I’m sick and tired…no, that’s not what I mean to say…come on, William, engage the brain…ah, yes, here it is, I’m tired sick.
Literally.
It’s around 03:30 (AM, for those of you not accustomed pilot-speak-24-hour time) and I’ve got my eight-month old baby cradled in my arms as I ponder this (I didn’t have the opportunity to type this out until well after daybreak.)
My throat is swelling and sore. My nose is stuffy.
And I’m tired. So, so tired.
I haven’t slept properly in…well, in eight months—since little Teddy was born.
So it’s not a one or two night deal. We’re talking accumulated fatigue here. Big time.
It’s terribly difficult to run every day. Let me be a little more honest here: I run every day in my dreams. In reality, I run several times a week, if, and only if, I’m not too exhausted to run (which is most of the time). So I don’t run several times a week. I run whenever.
Sometimes.
Rarely.
Okay, hardly ever.
I feel like my body is falling apart.
My wife runs, though. (Don’t ask me how she does it.) In fact, she runs just about every day. As religiously as I practice the piano.
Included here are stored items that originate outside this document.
PR #363, opened 2019-09-06
Enable checking the ‘tls’ package on CI

mrkkrp:
I noticed that `tls` fails the idempotence check, even though the example I extracted is terribly similar to the problem I just fixed in #356.


mrkkrp:
Not to forget: check if the first idempotence failure in `intero` gets fixed as well.

PR #382, opened 2019-09-15
Introduce a breakpoint after ‘forall’ in type signatures

### LINKED ISSUE #148: Type synonym is reformatted into a less readable form
Before Ormolu:

```
type CoerceLocalSig m m' =
  forall r a.
  LocalSig m  r a ->
  LocalSig m' r a
```

After Ormolu:

```
type CoerceLocalSig m m'
  = forall r a. LocalSig m r a
  -> LocalSig m' r a
```

That's clearly worse because now `LocalSig` isn't aligned. Now, I'm not sure what the style guide Ormolu follows, but if my hand-written version is incompatible with it (because of the trailing `->`), at least keep the `forall` on its own line:

```
type CoerceLocalSig m m'
  = forall r a.
     LocalSig m r a
  -> LocalSig m' r a
```

mrkkrp:
Close #148.

@utdemir I remember you tried to fix this one as well and found it hard to fix properly. I understand that my fix is a bit hacky because of the `txt "   "` bit which I imagine may look very strange in certain situations, but I fail to come up with any such realistic examples. Please take a look at this and tell me what you think.

### DIFF
--- a/data/examples/declaration/rewrite-rule/type-signature-out.hs
+++ b/data/examples/declaration/rewrite-rule/type-signature-out.hs
@@ -7,7 +7,8 @@
   k
   z
   ( g
-      :: forall b. (a -> b -> b)
+      :: forall b.
+         (a -> b -> b)
       -> b
       -> b
     ).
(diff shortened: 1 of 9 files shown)


mrkkrp:
I'm going to merge this for now, but we decided we'll go for a refactoring of type signatures in general.

PR #392, opened 2019-09-17
Change the style of type signatures

### LINKED ISSUE #336: Detect headers in comments and add a newline after them
This one is more experimental. Sometime there are headers like this:

```haskell
-- Helpers

foo :: Int -> Int
```

The blank line between the header and `foo` is currently erased. It would be good to somehow detect the header and make sure there is a newline after it so it doesn't get glued together with the next definition.

### LINKED ISSUE #365: Unpleasant results with an overly indented type signature
Here is a bit from `hakyll` (which should be enabled on CI once this is fixed):

```haskell
tagCloudField :: String
               -- ^ Destination key
               -> Double
               -- ^ Smallest font size, in percent
               -> Double
               -- ^ Biggest font size, in percent
               -> Tags
               -- ^ Input tags
               -> Context a
               -- ^ Context
```

On the first pass we get:

```haskell
tagCloudField
  :: String
  -- ^ Destination key
  -> Double
  -> -- ^ Smallest font size, in percent
  Double
  -> -- ^ Biggest font size, in percent
  Tags
  -> -- ^ Input tags
  Context a
  -- ^ Context
```

Which is not only ugly, but also not idempotent:

```haskell
tagCloudField
  :: String
  -- ^ Destination key
  -> Double
  -- ^ Smallest font size, in percent
  -> Double
  -- ^ Biggest font size, in percent
  -> Tags
  -- ^ Input tags
  -> Context a
  -- ^ Context
```

The solution should ensure that we search the final fix point immediately.

### LINKED ISSUE #389: Change the style of type signatures
It was discussed off-line and we found that we're going to use this style:

```haskell
foo ::
  Foo ->
  Bar ->
  Baz
```

Because it plays nicer with advanced features of GHC Haskell and `forall`s. We'll also need to find a way to re-format `-- ^` Haddocks into `-- |` style and put them before arguments, not after.

mrkkrp:
Close #389, close #365, close #336, close #375.


bjornbm:
Should the example in `DESIGN.md` be updated as well?

mrkkrp:
@bjornbm Yes, we can do that once the PR is finished.

bjornbm:
@mrkkrp Ah, yes, of course, as you prefer. (I assumed you would nominally include the documentation update in this PR.)

mrkkrp:
I will, what I meant is that the change is not finished yet.

mrkkrp:
Not to forget: this change might have some potential for fixing #336 as well.

mrkkrp:
- [ ] Fix the remaining two test suite failures.
- [ ] Implement `IEDocNamed` and whatever is necessary to make all package that we check on CI to pass. Add relevant tests to the test suite.
- [ ] #365 should just work at this point, add a test for it and enable `hakyll`.
- [ ] Inspect how various packages are formatted to check that no funny business is going on.
- [ ] Review the PR and make sure it's in a good shape.
- [ ] #336 should be easy to make work (not strictly necessary though): Haddocks should stick to whatever they are attached to, everything else should be separated by a blank line when it's on the top level.

mrkkrp:
Now, that was a big one.

int-index:
This looks lovely. Thanks!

My mind tells me if I run, I’ll drop dead of a heart attack or something.
But I digress.
What I’m saying here is that I’m tired. Too tired to do many things.
Including, I tell myself, making the decision to be present.
“I can’t do that. I don’t have the energy. I just can’t.”
I tell myself this, but I know I’m lying, so I say, “Okay, let’s do this.” And sometimes—about as frequently as I run, unfortunately—I actually do.
This is what I’ve discovered: If I’m really, really tired, which I usually am, it’s actually easier. Sounds nuts, right?
I mean it takes a lot of energy to be present—to observe thought like one would a distant cloud, without identifying with it, right? At least, that’s what I used to believe.
But Adyashanti says just the opposite: according to him, it takes tremendous energy for the ego to perpetuate itself through thought. That hasn’t been my experience, but I prefer thinking Adyashanti’s way. Why believe some thought that makes life harder?
It might be easier to be present when the body is exhausted, because I’m too damned tired to even think much. So the stream of thoughts is just trickling in, rather than flooding my mind.
While it may be easier to be present when I’m deeply fatigued, the clarity I experience is little more than a powerful awareness of my physical exhaustion.
It’s still presence though, and so there goes my excuse, “I’m too tired to be present and practice mindful awareness.”